Issue #1253, opened 2024-08-06
`std::bad_cast` when passing invalid-shaped NumPy array to plugin


dvicini:
The following code produces `std::bad_cast` on the new master branch. This used to work in the previous version. Note that the shape of the NumPy array does not have the right shape here, so some form of error might be the right thing to do here. But maybe a more informative message could be thrown, pointing to the user to the source of error ("invalid shape")?
```py
import mitsuba as mi 
import numpy as np
mi.set_variant('llvm_ad_rgb')

mi.load_dict({'type': 'rgb', 'value': np.array([[1.0,0.5,0.3]])})
```

njroussel:
~Fixed in #1267.

PR #1267, opened 2024-08-13
xml_v: Improved reporting of failed Color3f initialization

rtabbara:
Proposed fix for #1253


njroussel (approved):
This is a decent compromise in my opinion. It at least allows users to understand which argument lead to a `bad_cast`.
 
Good to go.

YOUR TASK = Word for word, quote the lines from the line containing "xml_v: Improved reporting" through the end of the material, both included, and nothing else.

EXPECTED ANSWER =
xml_v: Improved reporting of failed Color3f initialization

rtabbara:
Proposed fix for #1253


njroussel (approved):
This is a decent compromise in my opinion. It at least allows users to understand which argument lead to a `bad_cast`.
 
Good to go.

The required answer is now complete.